Некоторое непостоянство в поведении могло наблюдаться у отдельных солдат, но только не у советских офицеров на административных постах. В их случае непредсказуемость перерастала в своего рода прием, в столетней давности русскую привычку скрещивать руки на груди как признак силы. В комбинации с хронической подозрительностью, для которой – что следует признать – не имелось недостатка оснований, такая непредсказуемость порой загоняла дело восстановления в полный ступор; часто помогающие русским немецкие организации настолько боялись сделать что-то не так, что предпочитали не делать вообще ничего.
Что еще больше осложняло дело, так это то, что русские в официальных случаях считали себя обязанными вести себя крайне отчужденно, тогда как при частном общении они вели себя более непринужденно и душевно, чем представители любой другой из оккупирующих держав, которых с такой надеждой дожидались берлинцы. Берлинцев застали врасплох их враждебность и бестактность, особенно американцев, которые, похоже, возвели свое презрение к немцам в принцип. Их поведение резко контрастировало с поведением русских, которые вне рабочего времени вели себя раскованно, дружелюбно и зачастую чрезмерно общительно. К сожалению, русские тоже заметно поостыли, раз теперь весь город больше им не принадлежал, а присутствие союзников придало некоторым берлинцам достаточно храбрости, чтобы вести себя вызывающе и затевать политические споры, иногда спонтанные, иногда вызванные злым умыслом.
В первые несколько недель, как мы видели, дела обстояли совсем иначе, даже несмотря на то, что большинство немцев так и не смогло понять русских – исходя из того, что одни русские солдаты насиловали немецких женщин, а другие падали с велосипедов, они пришли к выводу, что все русские должны быть грубыми и неотесанными.
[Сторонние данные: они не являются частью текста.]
PR #12191, opened 2016-03-07
Header bidding test for US edition

jbreckmckye:
If you read the US edition of www.theguardian.com, you will have a 10% chance of seeing adverts selected by 'header bidding'. This means that the browser will ask third parties what they can pay for an advert, send the details of the best bid up to DFP and then await its decision whether to award the adslot.

image

We believe that if we can tender adverts to more customers, we have a higher chance of finding more lucrative deals. We'll need to examine the data carefully, though, and make sure that our higher revenues aren't offset by poorer advert loading times (which harms impressions).
## Application flow
1. If the user is part of the A/B test, initialize a PrebidService that calls the Prebid.js header-bidding vendor library.
2. For all lazy-loaded adverts, load the adslot using the prebid service
3. The service will load only one advert at a time. Prebid.js can run only one auction at a time. We can tender multiple adverts per auction, but because we must make multiple HTTP requests per advert, this would run the risk of congesting the browser's network resources.
4. For any advert, Prebid will ask one third party (at this time) - Rubicon - the best price it can provide for the current advert, given its keywords and sizes.
5. We then add the details of the bidder, the price and the creative ID onto the slot's targeting, so it can be sent to DFP. The price is floored to a bucket, so that it can be matched against a particular DFP line item that represents a header bidding result for a particular partner, at a particular price point (e.g. Rubicon, CPM = $12.00)
6. DFP compares the value of the matching line item to the value of other running campaigns. It might decide not to show the winning bid if there is a roadblock campaign, or another high-value campaign is running behind.
7. If the auction winner is chosen, DFP returns a 'dummy creative', a creative containing nothing more than a script which tells the Prebid API on the client it can go ahead and display the advert.
8. Prebid fetches and renders the creative.
## Notes
- The Prebid API is proxied by a PrebidService that loads its dependencies, and handles the vagaries of setting up prebid auctions
- Auction functions are wrapped in Robust checks, so that errors can be reported in Sentry
- If an auction takes more than 2000 ms (for instance, because a third party service is down), we will short-circuit the request and fallback to showing either the best response it has so far, or an ordinary DFP advert
- Pageskin roadblock adverts and high-relevance merchandising components are excluded from header bidding
## RFC


static/src/javascripts/projects/common/modules/commercial/dfp/dfp-api.js
```diff
@@ -471,34 +485,43 @@ define([
...
+            var depth = 0.5;
+
+            var advertsToLoad = values(adverts).filter(function (advert) {
+                return !advert.isRendered
+                    && !advert.isLoading
+                    // if the position of the ad is above the viewport - offset (half screen size)
+                    && (scrollBottom > document.getElementById(advert.adSlotId).getBoundingClientRect().top + scrollTop - viewportHeight * depth);
+            });
+
+            advertsToLoad.forEach(function (advert) {
```
regiskuckaertz: `advertsToLoad.forEach(loadSlot)` :smiley:

static/src/javascripts/projects/common/modules/commercial/dfp/dfp-api.js
```diff
@@ -471,34 +485,43 @@ define([
...
+                loadSlot(advert);
             });
         }
     }
 
     function instantLoad() {
-        chain(adverts).and(keys).and(forEach, function (adSlotId) {
-            if (contains(['dfp-ad--pageskin-inread', 'dfp-ad--merchandising-high', 'dfp-ad--im'], adSlotId)) {
-                loadSlot(adSlotId);
+        values(adverts).forEach(function (advert) {
```
regiskuckaertz: It's great to finally see array functions used instead of the lodash counterparts. Why not go all the way and use: `Object.keys(adverts).forEach(...)`? I feel like `values()` is one we could get rid of very easily.

static/src/javascripts/projects/common/modules/commercial/dfp/PrebidService.js
```diff
@@ -0,0 +1,148 @@
...
+            }
+        }];
+    }
+
+    function getAllValidSlotSizes(advert) {
+        var sizesForAllBreakpoints = concatAll(values(advert.sizes));
+        return uniq(sizesForAllBreakpoints, arrayValue);
+
+        function concatAll(arrays) {
+            return Array.prototype.concat.apply([], arrays);
```
uplne: Why not concat from lodash?

jbreckmckye: It's not in the lodash version we bundle (2.4.1?)

static/src/javascripts/projects/common/modules/commercial/dfp/dfp-api.js
jbreckmckye: Good point - let's try and reduce the size of our dependency tree

static/src/javascripts/projects/common/modules/commercial/dfp/PrebidService.js
```diff
@@ -0,0 +1,148 @@
...
+                    if (isNewAdvert) {
+                        pbjs.addAdUnits([adUnits[adSlotId]]);
+                    }
+                    pbjs.requestBids({
+                        timeout : PREBID_TIMEOUT,
+                        adUnits : [adUnits[adSlotId]],
+                        bidsBackHandler : function () {
+                            try {
+                                pbjs.setTargetingForGPTAsync([adSlotId]);
+                                window.googletag.display(adSlotId);
```
regiskuckaertz: Don't you need to update the data structure in dfp-api somehow? i.e. set the `isLoading` and `isRendered` accordingly?

static/src/javascripts/projects/common/modules/commercial/dfp/PrebidService.js
regiskuckaertz: I like this line :smile: I would have written `arrays.reduce((res, input) => res.concat(input), [])` but it is harder to read.

static/src/javascripts/projects/common/modules/commercial/dfp/PrebidService.js
jbreckmckye: DFP is still rendering the advert itself, so `slotRenderEnded` still fires.

static/src/javascripts/projects/common/modules/commercial/dfp/PrebidService.js
jbreckmckye: I always find reductions a little opaque when they're used to transform a data structure.

regiskuckaertz: indeed that's what `mapcat` is for

static/src/javascripts/projects/common/modules/commercial/dfp/PrebidService.js
regiskuckaertz: :+1:

static/src/javascripts/projects/common/modules/commercial/dfp/QueueAsync.js
```diff
@@ -0,0 +1,19 @@
...
+    'Promise'
+], function (
+    Promise
+) {
+    /**
+     * Queue up asynchronous functions to run one-at-a-time.
+     * When the first function's promise resolves, the second runs, and so on.
+     * If any function throws an error, that is captured by the errorHandler.
+     */
+    return function QueueAsync(errorHandler) {
```
Calanthe: I like the use of this function!

regiskuckaertz:
This is looking really good, great work @jbreckmckye !! I'll give it a +1 as soon as the tests pass.

jbreckmckye:
This all seems to be passing, now.

regiskuckaertz:
:+1:

static/src/javascripts/projects/common/modules/commercial/dfp/QueueAsync.js
regiskuckaertz: Yes, there is potential for reuse in spacefiller I guess

PR #12192, opened 2016-03-07
Taking advantage of empty ad space on AMP

NataliaLKB:
# Taking advantage of empty ad space on AMP
## What does this change?

All amp articles have spaces in the article body that are reserved for an ad. If an ad takes a while to load, or doesn't load at all (no js or ad blocker) than all the user sees is a blank grey space. 

We should take advantage of this space, and use it as a branding opportunity! If people like it, lets do it on the site as well :smile: 

Just affects AMP
## Screenshots

image
## Request for comment

@stephanfowler


stephanfowler:
:+1: yes!

johnduffell:
really clever! :+1:

common/app/views/fragments/amp/stylesheets/ads.scala.html
```diff
@@ -1,5 +1,8 @@
...
...kxheWVyXzEiIHhtbG5zPSJodHRwOi8vd3d3LnczLm9yZy8yMDAwL3N2ZyIgeG1sbnM6eGxpbms9Imh0dHA6Ly93d3cudzMub3JnLzE5OTkveGxpbmsiIHg9IjBweCIgeT0iMHB4IiB2aWV3Qm94PSIwIDAgODYgNzYiIGVuYWJsZS1iYWNrZ3JvdW5kPSJuZXcgMCAwIDg2IDc2IiB4bWw6c3BhY2U9InByZXNlcnZlIj48cGF0aCBmaWxsPSIjZGNkY2RjIiBkPSJNNTAuOCwxNS45YzAtMTEuOC0zLjUtMTMuNi03LjgtMTMuNmMtNC4yLDAtNy43LDEuNi03LjcsMTMuNmMwLDEyLDMuNSwxMyw3LjcsMTNDNDcuMiwyOC45LDUwLjgsMjcuNyw1MC44LDE1LjkgTTM1LjMsNjAuOGMtNS40LDAtNyw0LTcsNi45YzAsNC4zLDMuOCw4LjIsMTUsOC4yYzEyLjcsMCwxNi4yLTMuNiwxNi4yLTguMmMwLTQuMS0zLjEtNi45LTguMi02LjlIMzUuM3ogTTI1LjEsMC41QzEwLjMsNy4zLDAsMjIuMywwLDM5LjZDMCw1MS40LDQuNyw2MiwxMi40LDY5LjhjMC0wLjIsMC0wLjQsMC0wLjZjMC03LjcsNy41LTEwLjUsMTQuMS0xMS45djBjLTYuMy0xLjQtOS40LTUuOS05LjQtMTAuNWMwLTYuMiw2LjktMTEuNSwxMC4zLTEzLjlMMjcsMzIuN2MtNS45LTMuMy05LjgtOS05LjgtMTYuOEMxNy4yLDkuMiwyMC4xLDQsMjUuMSwwLjUgTTg2LDM5LjZDODYsMjEuOSw3NS4zLDYuNyw2MCwwLjFjNS4xLDMuMyw4LjMsOC41LDguNSwxNWMwLDAuNiwwLjEsMSwwLjEsMS40YzAsMTIuOC0xMC40LDE5LjYtMjUuNiwxOS42Yy0zLjksMC02LjUtMC4yLTkuNy0xLjJjLTEuNSwxLTIuNiwyLjctMi42LDQuM2MwLDIuMSwxLjksMy44LDQuMiwzLjhoMjEuMWMxMy4xLDAsMTkuNSw1LjQsMTkuNSwxNi45YzAsMy45LTAuOCw3LjMtMi40LDEwLjNDODEsNjIuNSw4Niw1MS42LDg2LDM5LjYiLz48L3N2Zz4=);background-size: 105px;
```
TBonnin: The concern about base64 url is that browsers won't cache the image and would have to decode it every time. Does the network saving worth the loading cost (especially on mobile devices)? I don't know though

NataliaLKB: Not sure which is the best solution :confused: . I will look into it before adding any more things like this to the AMP pages

PR #12196, opened 2016-03-08
stop mobile chrome jumping on immersives

johnduffell:
Current situation - as the address bar switches in and out the vh changes and causes everything to resize.  This is really annoying.
jumping
With a long transition (hack), you can't really notice it moving
still
This only affects chrome apparently, and once [this bug](https://bugs.chromium.org/p/chromium/issues/detail?id=428132) is resolved in stable chrome, we can take this out again - although their fix may involve it being hidden behind the url bar.
@sammorrisdesign does that seem sensible? @NataliaLKB

### DIFF
--- a/static/src/stylesheets/module/content/_article-immersive.scss
+++ b/static/src/stylesheets/module/content/_article-immersive.scss
@@ -664,6 +664,7 @@
             height: 100vh;
             min-height: 520px;
             max-height: 800px;
+            transition: height 999s; // remove when fixed: https://bugs.chromium.org/p/chromium/issues/detail?id=428132
         }
 
         .content__header {
--- a/static/src/stylesheets/module/content/_article-immersive.scss
+++ b/static/src/stylesheets/module/content/_article-immersive.scss
@@ -664,7 +664,7 @@
             height: 100vh;
             min-height: 520px;
             max-height: 800px;
-            transition: height 999s; // remove when fixed: https://bugs.chromium.org/p/chromium/issues/detail?id=428132
+            transition: height 999999s; // remove when fixed: https://bugs.chromium.org/p/chromium/issues/detail?id=428132
         }
 
         .content__header {


sammorrisdesign:
Hahahah this solution is great. Although does this not mean the rest of the article slowly moves over the next 16 and a half minutes?

NataliaLKB:
@johnduffell the problem with this fix in isolation is that you are not compensating for orientation change on mobile. However, if that is not an issue then merge away!

If it is, read on:

@gtrufitt has a fix for the Minute that does deal with this edge case, however next week we can plan to find the most performant solution and use it across all immersives, the minute, as well as the new design for galleries by @zeftilldeath

NataliaLKB:
@sammorrisdesign you are right! In my own implementation of this I have a much larger time so it virtually doesn't move :smile:

johnduffell:
@NataliaLKB good point about the orientation change - what do you think @sammorrisdesign ?
Natalia has a fix in mind for next week which should fix the orientation issue here and for galleries so the question is should we ship this one in the mean time.

I'll up the transition to 99999 seconds too ;)

gtrufitt:
You could just apply the `js-is-fixed-height` from https://github.com/guardian/frontend/blob/master/static/src/javascripts/projects/common/modules/ui/full-height.js in the meantime which will just add a fixed height (and perform the same way as this fix) but handles orientation change too.

sammorrisdesign:
Yeah, I think @NataliaLKB is right. If we have a fix coming it might be worth waiting until that.

Not that I don't really enjoy this solution.

NataliaLKB:
I think the main question is:
For immersives is orientation change something we care enough to compensate for? 
If so, then use @gtrufitt 's suggestion. 
If not, then lets merge this PR

johnduffell:
sounds great, I'll close this one and be patient :hand:

johnduffell:
oh, it's a shame we still have this problem 😢

gtrufitt:
Note, for Chromium, there is a bug here: https://bugs.chromium.org/p/chromium/issues/detail?id=428132#

Hopefully this will be looked at, in Chrome at least, soon: https://groups.google.com/a/chromium.org/forum/#!msg/blink-dev/BK0oHURgmJ4/YLXY6uA6BQAJ

In the meantime, and for Safari, we should still look at using the `full-height.js` I guess.

PR #12197, opened 2016-03-08
Article - Recommendation discovery - People who read this also read - baseline

mchv:
### Recommendation discovery

Recommendations are widely used as a mechanism to encourage a customer to buy more products / a reader to consume more content. We currently we do not provide recommendations to our readers so we have created a small team ( @MahanaC @cb372 @LATaylor-guardian @thomaska @cb372 ) that will spend 4 weeks to test a series of hypotheses to understand which recommendations improve onward journeys for our readers.
#### Objectives
- Our primary aim is to prove that content recommendation using a collaborative filtering algorithm can increase the number of articles viewed and increase the time spent per visit.
- Our secondary aim is to understand whether providing effective recommendations can encourage loyalty - increasing the number of visits per week.
#### Recommendation UI

For the discovery we are going to replace/override the related content component. The user interface will not differ, only the content inside this section and the title presented to the user will be different
#### First test - People who read this also read

Our first test will be around recommending content based on what other users have read.
#### Associated changes

The changes add a new A/B test that only change the title from `related content` to `people who read this also read`.  The content is not modified. The results will serve as our baseline to measure success when the content will come from recommendation engine and not related content.

### DIFF
--- a/static/src/javascripts/projects/common/modules/onward/related.js
+++ b/static/src/javascripts/projects/common/modules/onward/related.js
@@ -1,6 +1,7 @@
 define([
     'bonzo',
     'qwery',
+    'fastdom',
     'common/utils/$',
     'common/utils/config',
     'common/utils/mediator',
@@ -13,6 +14,7 @@ define([
 ], function (
     bonzo,
     qwery,
+    fastdom,
     $,
     config,
     mediator,
@@ -66,6 +68,17 @@ define([
                 showCount: false
             }).init();
         } else if (fetchRelated) {
+
+
+            if (ab.isInVariant('RelatedContentDisplayAsRecommendation', 'people-who-read-this-also-read-title')) {
+                var relatedContentSection = document.getElementById('related-content');
+                if (relatedContentSection) {
+                    fastdom.write(function () {
+                        $('.fc-container__header__title', relatedContentSection).textContent = 'people who have read this also read';
+                    });
+                }
+            }
+
             container = document.body.querySelector('.js-related');
 
             if (container) {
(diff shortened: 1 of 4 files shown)


cb372:
Looks good to me. The build failure appears to be unrelated to the changes. Could we get a +1 from a frontend person please?

static/src/javascripts/projects/common/modules/onward/related.js
```diff
@@ -66,6 +66,15 @@ define([
                 showCount: false
             }).init();
         } else if (fetchRelated) {
+
+
+            if (ab.isInVariant('RelatedContentDisplayAsRecommendation', 'people-who-read-this-also-read-title')) {
+                var relatedContentSection = document.getElementById('related-content');
+                if (relatedContentSection) {
+                    relatedContentSection.querySelector('.fc-container__header__title').textContent = 'people who have read this also read';
```
sndrs: it would be more standard to use `$` here, but not a blocker. `.textContent` needs to be inside a `fastdom.write` callback though

sndrs:
:+1: apart from comment

mchv:
@sndrs Thanks! Updated the code to use `$` and `fastdom`

static/src/javascripts/projects/common/modules/onward/related.js
```diff
@@ -66,6 +68,17 @@ define([
                 showCount: false
             }).init();
         } else if (fetchRelated) {
+
+
+            if (ab.isInVariant('RelatedContentDisplayAsRecommendation', 'people-who-read-this-also-read-title')) {
+                var relatedContentSection = document.getElementById('related-content');
+                if (relatedContentSection) {
+                    fastdom.write(function () {
+                        $('.fc-container__header__title', relatedContentSection).textContent = 'people who have read this also read';
```
johnduffell: classes that are used from JS should always start with js-<something> so people know to check the js and not refactor them without thinking.  Since this is an AB test don't worry though, but if it's productionised watch that one

johnduffell:
:+1: great start

PR #12200, opened 2016-03-08
Article - recommendation discovery - Fix name to match convention set-up

mchv:
This is a fix necessary for A/B switching working client side, see https://github.com/guardian/frontend/pull/12197


rich-nguyen:
:+1:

Если офицер вечером вел себя с шумным дружелюбием, а на следующее утро сидел за своим столом и был неразговорчив или отрывисто отдавал приказы, то они расценивали это как явную двуличность. Верно и то, что многие неожиданные знакомства производили крайне благоприятное впечатление, и истинный берлинец, особенно если он имел отношение к искусству или образованию, был потрясен фантастическим и доскональным знанием немецкой культуры, которое обнаруживалось у многих русских, – однако такое рассматривалось как исключение. В большинстве случаев немцы и русские оставались чуждыми друг другу. Однако неоспоримо следующее: по меньшей мере в мае и июне русские предприняли усилий понять немцев больше, чем те сделали со своей стороны.